Payments approved for Flash Steelworks construction

Published 3:42 pm Thursday, February 15, 2024

By Jay Compton


At Tuesday’s meeting, the Bell County Fiscal Court approved several payments for the ongoing construction at the Flash Steelworks in Middlesboro. Judge-Executive Albey Brock also provided an update on the timeline for the facility to open and how people can apply to work there.

Brock explained that the county owns the project and has been able to fund it through a series of grants. They received a $5 million line item in the state budget to get the started along with a $1 million ARC grant. They recently received a $2 million Economic Development grant and have netted $2.4 million in New Market Tax Credits.

“All of that has kept us from having to expend any local dollars to this point,” he said. “When we get close to the end of this, we may end up having to put some local funds in to finish it off. My intention is to recoup that back through grants throughout the course of the year as those grant windows open up. We’ve got a $10 million project that the local funds in it are going to be less than $1 million at the very worst.”

Tuesday, the court-approved payment to Green Construction Company, Inc. for the amount of $252,850.04 for Payment Application #11; GEOServices, LLC for the amount of $7,500 for Invoice #902627;, CSI for the amount of $3,200 for Invoice #0020118, the amount of $1,425 for Invoice #0019941 and the amount of $5,620 for Invoice #0019484; JMT for the amount of $16,351.75 for Invoice #10 and DelMae, LLC for the amount of $31,013.27 for Payment #5 for Flash Steelworks.

Also approved was Emergency Budget Amendment #3 to reflect those New Market Tax Credits for Flash Steelworks.

In a separate motion, a payment of up to $30,000 was approved to Allen & Hoshall once terms were finalized.
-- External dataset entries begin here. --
PR #36, opened 2025-04-05
[BKY-6544] Allow specifying commit of unstable version

matteobjornsson:
## Describe your changes
While looking at the basm SDK and how we can manage the environment there using nix, the ability to specify a particular commit came up (for example, as we progress the SDK we may want to pin the tests against a specific commit of delphi, rather than just an official release or latest)

This PR suggests these changes here as a look into increasing the flexibility of the env management in the examples repo. 

## Related Jira cards
loosely: 
https://blocky.atlassian.net/browse/BKY-6544

## Notes for reviewers
We will have to update a few process notes. For example, previously when creating a release branch we would update "unstable" to the specific tag, where now we update "latest" to the specific tag. Nothing too crazy though. 

- [ ] I have run `make pre-pr` and all checks have passed.
    - We don't have a make pre-pr in this repo
    - Pretty sure
- [x] This PR is small. 
    - Otherwise, justify here:

### DIFF
--- a/nix/fetch-bky-as.sh
+++ b/nix/fetch-bky-as.sh
@@ -2,9 +2,10 @@
 
 set -e
 
-bin=$1
-os=$2
-arch=$3
+commit=$1
+bin=$2
+os=$3
+arch=$4
 
 mkdir -p $bin
 
@@ -17,13 +18,15 @@ else
     echo "no current version"
 fi
 
-echo -n "Getting the latest commit..."
-latest_commit=$(gh api repos/blocky/delphi/commits --jq '.[0].sha')
-echo "'$latest_commit'"
+if [[ $commit == "latest" ]]; then
+  echo -n "Getting the latest commit..."
+  commit=$(gh api repos/blocky/delphi/commits --jq '.[0].sha')
+  echo "'$commit'"
+fi
 
-if [[ $current_version_commit != $latest_commit ]]; then
+if [[ $current_version_commit != "$commit" ]]; then
     echo "Versions differ ...updating"
-    aws s3 cp s3://blocky-internal-release/delphi/cli/$latest_commit/${os}_${arch} ${bin}/bky-as
+    aws s3 cp "s3://blocky-internal-release/delphi/cli/${commit}/${os}_${arch}" "${bin}/bky-as"
     chmod +x "$bin/bky-as"
 else
     echo "Version up to date"
--- a/nix/mkDevShell.nix
+++ b/nix/mkDevShell.nix
@@ -8,6 +8,8 @@ let
   goos = system.goos;
   goarch = system.goarch;
 
+  isCommit = x: builtins.match "^[0-9a-f]{40}$" x != null;
+
   bky-as-stable = pkgs.stdenv.mkDerivation {
     pname = "bky-as";
     version = version;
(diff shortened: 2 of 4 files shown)


nix/fetch-bky-as.sh
```diff
@@ -17,13 +18,15 @@ else
...
 fi
 
-echo -n "Getting the latest commit..."
-latest_commit=$(gh api repos/blocky/delphi/commits --jq '.[0].sha')
-echo "'$latest_commit'"
+if [[ $commit == "latest" ]]; then
+  echo -n "Getting the latest commit..."
+  commit=$(gh api repos/blocky/delphi/commits --jq '.[0].sha')
+  echo "'$commit'"
+fi
```
matteobjornsson, line 25: How do you feel about this approach to grabbing the latest sha? We pass in the commit as the string "latest" and then fetch that commit. Otherwise we assume the commit being passed in is a valid git commit.

nix/mkDevShell.nix
```diff
@@ -22,11 +24,14 @@ let
 
   stableShell = pkgs.mkShellNoCC {
     packages = devDependencies ++ [ bky-as-stable ];
+    shellHook = ''
+      echo "Stable bky-as version: ${version}"
+    '';
```
matteobjornsson, line 29: I added these echo statements because when you start the nix shell a few times nothing prints out and it can be easy to forget what version you're running.

nix/system.nix
```diff
@@ -1,8 +1,8 @@
 { pkgs }:
 let
-  system = builtins.split "-" pkgs.stdenv.hostPlatform.system;
+  system = pkgs.lib.strings.splitString "-" pkgs.stdenv.hostPlatform.system;
   arch = builtins.elemAt (system) 0;
-  os = builtins.elemAt (system) 2;
+  os = builtins.elemAt (system) 1;
```
matteobjornsson, line 5: pkgs.lib.strings.splitString seemed like the right function here

shell.nix
```diff
@@ -1,3 +1,12 @@
+{
+  # Specify version from the command line by using a valid semver tag to grab a stable version, e.g.
+  #   `nix-shell --argstr version "v0.1.0-beta.5"`
+  # or a full git commit sha to grab an unstable version, e.g.
+  #   `nix-shell --argstr version "<full git commit sha>"`
+  # or use the default value of "latest" to get the latest unstable version, e.g.
+  #   `nix-shell`
+  version ? "latest",
```
matteobjornsson, line 8: this is the line we update when making a release branch now

nix/mkDevShell.nix
```diff
@@ -46,9 +51,15 @@ let
       ];
     shellHook = ''
       bin=$(pwd)/tmp/bin
-      fetch-bky-as.sh $bin ${goos} ${goarch}
+      fetch-bky-as.sh ${version} $bin ${goos} ${goarch}
```
dlm, line 54: FWIW, I would probably order the arguments as:
```
fetch-bky-as.sh $bin ${version} ${goos} ${goarch}
```
so that the arguments that  define the thing to fetch are all together.

nix/fetch-bky-as.sh
```diff
@@ -2,9 +2,10 @@
 
 set -e
 
-bin=$1
-os=$2
-arch=$3
+commit=$1
```
dlm, line 5: See comment below about argument order.

dlm (approved):
This is great!!  :shipit:

shell.nix
```diff
@@ -14,7 +23,7 @@ mkDevShell {
   # development shell. On release branches, such as "release/v0.1.0-beta.4"
   # this value should be "v0.1.0-beta.4".  On main, it should be set to
   # "unstable"
-  version = "unstable";
+  version = version;
```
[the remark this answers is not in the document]
matteobjornsson: ah, good point, thank you for catching that. Updated.

nix/fetch-bky-as.sh
matteobjornsson: updated as you suggested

Brock explained that negotiations were ongoing with the electrical contracting engineers for work on the substation for Flash Steel, and he didn’t yet have a signed copy of all the terms.

“I’m trying to keep us from having to hold a special called meeting and not delay the project,” he said. “I think the final amount is going to be $25,000.”

Brock said construction on the project was all ahead of schedule so far, but was concerned that supply chain issues could delay getting the substation installed.

“Full disclosure, some of this electrical stuff like the supply for substation steel and switches is tight. We feel good, we’re ahead of schedule today but with this electrical piece I’m a little concerned,” Brock said. “It’s not going to be a huge delay like a year or anything crazy like that. We’re talking about months, less than six, if we would get delayed because of the supply lines. Everything has gone really smooth so far.”

The judge said the substation will have to be installed before the facility can treat steel.

“Flash uses an unbelievable amount of electricity compared to normal businesses. For him to go full-bore wide-open, that piece has got to be done,” Brock said. “Temporary power will be there so he can run his overhead crane, have lights and all of that. As far as running the actual equipment for the process of treating the steel, he’s got to have that substation built in order to do that. I think we could see a soft opening with a handful of folks and all of the equipment set up by June or July.”

He said the equipment that Flash will be using is sitting in a warehouse in Michigan waiting to be transported.

“They’re good on their end, we’re good on our end all except that substation piece,” Brock said.

He was also asked about how Gov. Andy Beshear’s visit to the construction site went last month.

“We were honored to have him down here. He was here primarily for the WIC 50th year celebration in Pineville, but he took time out to go and take a look at the Flash Steelworks building,” Brock said. “We had some issues, nothing big, but he had his folks at the state level get back to us to help us address those. We’re very appreciative of him coming, and his support for the project is pretty well documented.”

Owner Gary Cola Jr. has said the operations at Flash Steel can start with about a dozen employees and plans to gradually increase that number to 100 over the next three years.

People interested in working for Flash Steel can apply through Bell-Whitley.

Brock said the reason for going through Bell-Whitley is so Flash Steel could qualify for state training.

“In order for them to come to Middlesboro, that was part of the incentive package at the state level,” he said. “That helps them with their training costs. The college provides some training for them, and the on-the-job training program through Bell-Whitley through EKSEV allows Flash to recoup some of the money.”